→ EXERCISE GOAL: Repeat the entries exactly, keeping every line as it is.

(Entries taken from a collection)
- Opening Delimiter -
PR #620, opened 2019-06-18
Use futures and tokio to send activities

### LINKED ISSUE #252: Improve ActivityPub delivery
When sending activities to a lot of other inboxes, we currently have two problems:

- some of them timeout, but blocks the delivery for a long time
- if one request fails, the following ones are never sent

We should try to see if we can make each request asynchronously, and make handle errors properly to avoid to stop the other tasks.

BaptisteGelez:
Fixes #252

Publishing an article and having it federated to the whole fediverse only takes a few seconds now (instead of minutes before, on big Plume instances connected to many other ones).

### DIFF
--- a/plume-common/src/activity_pub/mod.rs
+++ b/plume-common/src/activity_pub/mod.rs
@@ -1,6 +1,6 @@
 use activitypub::{Activity, Link, Object};
 use array_tool::vec::Uniq;
-use reqwest::ClientBuilder;
+use reqwest::r#async::ClientBuilder;
 use rocket::{
     http::Status,
     request::{FromRequest, Request},
@@ -8,6 +8,7 @@ use rocket::{
     Outcome,
 };
 use serde_json;
+use tokio::prelude::*;
 
 use self::sign::Signable;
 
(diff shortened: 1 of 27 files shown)


plume-common/src/activity_pub/mod.rs
```diff
@@ -129,38 +130,38 @@ where
         .sign(sender)
         .expect("activity_pub::broadcast: signature error");
 
+    let mut rt = tokio::runtime::current_thread::Runtime::new().expect("new rt");
+    let client = ClientBuilder::new()
+        .connect_timeout(std::time::Duration::from_secs(5))
+        .build()
+        .expect("Can't build client");
     for inbox in boxes {
         // TODO: run it in Sidekiq or something like that
```
igalic: is this comment still relevant?

plume-common/src/activity_pub/mod.rs
```diff
@@ -129,38 +130,38 @@ where
         .sign(sender)
         .expect("activity_pub::broadcast: signature error");
 
+    let mut rt = tokio::runtime::current_thread::Runtime::new().expect("new rt");
```
igalic: if this fails, we panic with "new rt".??

plume-common/src/activity_pub/mod.rs
```diff
@@ -129,38 +130,38 @@ where
...
-                } else {
-                    println!("Error while reading response")
-                }
-            }
-            Err(e) => println!("Error while sending to inbox ({:?})", e),
-        }
+                r.into_body().concat2()
+            })
+            .map(|response| {
+                println!("Response: \"{:?}\"\n\n", response)
```
igalic: i think we should talk about our logging strategy sometime 😅

plume-common/src/activity_pub/mod.rs
BaptisteGelez: Not really, but it is for the background jobs in general, for the moment we just spawn them in a separate thread and that's it. I will remove it and create a more general issue.

plume-common/src/activity_pub/mod.rs
BaptisteGelez: Hum… yes, I could probably change that. To be honest I copied this line from reqwest examples without really thinking about it :sweat_smile:

plume-common/src/activity_pub/mod.rs
BaptisteGelez: Indeed, we should probably use `log` and `env_logger` or something like that. Should I create an issue?

plume-common/src/activity_pub/mod.rs
```diff
@@ -129,38 +130,36 @@ where
...
+                .headers(headers.clone())
+                .header(
+                    "Signature",
+                    request::signature(sender, &headers)
+                        .expect("activity_pub::broadcast: request signature error"),
+                )
+                .body(body)
+                .send()
+                .and_then(move |r| {
+                    println!("Successfully sent activity to inbox ({})", inbox);
```
fdb-hiroshima: I think this print should be done in the map just under, otherwise output could get mixed quickly, making both logs useless

plume-common/src/activity_pub/mod.rs
```diff
@@ -129,38 +130,36 @@ where
...
+                    r.into_body().concat2()
+                })
+                .map(|response| println!("Response: \"{:?}\"\n\n", response))
+                .map_err(|e| println!("Error while sending to inbox ({:?})", e)),
```
fdb-hiroshima: (what is that comma for?)

BaptisteGelez: (no idea, I will remove it)

BaptisteGelez: Actually, it is added by cargo-fmt, because this whole expression is the argument of a function.

fdb-hiroshima: okay...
- Closing Delimiter -
→ TASK RESULT:
PR #620, opened 2019-06-18
Use futures and tokio to send activities

### LINKED ISSUE #252: Improve ActivityPub delivery
When sending activities to a lot of other inboxes, we currently have two problems:

- some of them timeout, but blocks the delivery for a long time
- if one request fails, the following ones are never sent

We should try to see if we can make each request asynchronously, and make handle errors properly to avoid to stop the other tasks.

BaptisteGelez:
Fixes #252

Publishing an article and having it federated to the whole fediverse only takes a few seconds now (instead of minutes before, on big Plume instances connected to many other ones).

### DIFF
--- a/plume-common/src/activity_pub/mod.rs
+++ b/plume-common/src/activity_pub/mod.rs
@@ -1,6 +1,6 @@
 use activitypub::{Activity, Link, Object};
 use array_tool::vec::Uniq;
-use reqwest::ClientBuilder;
+use reqwest::r#async::ClientBuilder;
 use rocket::{
     http::Status,
     request::{FromRequest, Request},
@@ -8,6 +8,7 @@ use rocket::{
     Outcome,
 };
 use serde_json;
+use tokio::prelude::*;
 
 use self::sign::Signable;
 
(diff shortened: 1 of 27 files shown)


plume-common/src/activity_pub/mod.rs
```diff
@@ -129,38 +130,38 @@ where
         .sign(sender)
         .expect("activity_pub::broadcast: signature error");
 
+    let mut rt = tokio::runtime::current_thread::Runtime::new().expect("new rt");
+    let client = ClientBuilder::new()
+        .connect_timeout(std::time::Duration::from_secs(5))
+        .build()
+        .expect("Can't build client");
     for inbox in boxes {
         // TODO: run it in Sidekiq or something like that
```
igalic: is this comment still relevant?

plume-common/src/activity_pub/mod.rs
```diff
@@ -129,38 +130,38 @@ where
         .sign(sender)
         .expect("activity_pub::broadcast: signature error");
 
+    let mut rt = tokio::runtime::current_thread::Runtime::new().expect("new rt");
```
igalic: if this fails, we panic with "new rt".??

plume-common/src/activity_pub/mod.rs
```diff
@@ -129,38 +130,38 @@ where
...
-                } else {
-                    println!("Error while reading response")
-                }
-            }
-            Err(e) => println!("Error while sending to inbox ({:?})", e),
-        }
+                r.into_body().concat2()
+            })
+            .map(|response| {
+                println!("Response: \"{:?}\"\n\n", response)
```
igalic: i think we should talk about our logging strategy sometime 😅

plume-common/src/activity_pub/mod.rs
BaptisteGelez: Not really, but it is for the background jobs in general, for the moment we just spawn them in a separate thread and that's it. I will remove it and create a more general issue.

plume-common/src/activity_pub/mod.rs
BaptisteGelez: Hum… yes, I could probably change that. To be honest I copied this line from reqwest examples without really thinking about it :sweat_smile:

plume-common/src/activity_pub/mod.rs
BaptisteGelez: Indeed, we should probably use `log` and `env_logger` or something like that. Should I create an issue?

plume-common/src/activity_pub/mod.rs
```diff
@@ -129,38 +130,36 @@ where
...
+                .headers(headers.clone())
+                .header(
+                    "Signature",
+                    request::signature(sender, &headers)
+                        .expect("activity_pub::broadcast: request signature error"),
+                )
+                .body(body)
+                .send()
+                .and_then(move |r| {
+                    println!("Successfully sent activity to inbox ({})", inbox);
```
fdb-hiroshima: I think this print should be done in the map just under, otherwise output could get mixed quickly, making both logs useless

plume-common/src/activity_pub/mod.rs
```diff
@@ -129,38 +130,36 @@ where
...
+                    r.into_body().concat2()
+                })
+                .map(|response| println!("Response: \"{:?}\"\n\n", response))
+                .map_err(|e| println!("Error while sending to inbox ({:?})", e)),
```
fdb-hiroshima: (what is that comma for?)

BaptisteGelez: (no idea, I will remove it)

BaptisteGelez: Actually, it is added by cargo-fmt, because this whole expression is the argument of a function.

fdb-hiroshima: okay...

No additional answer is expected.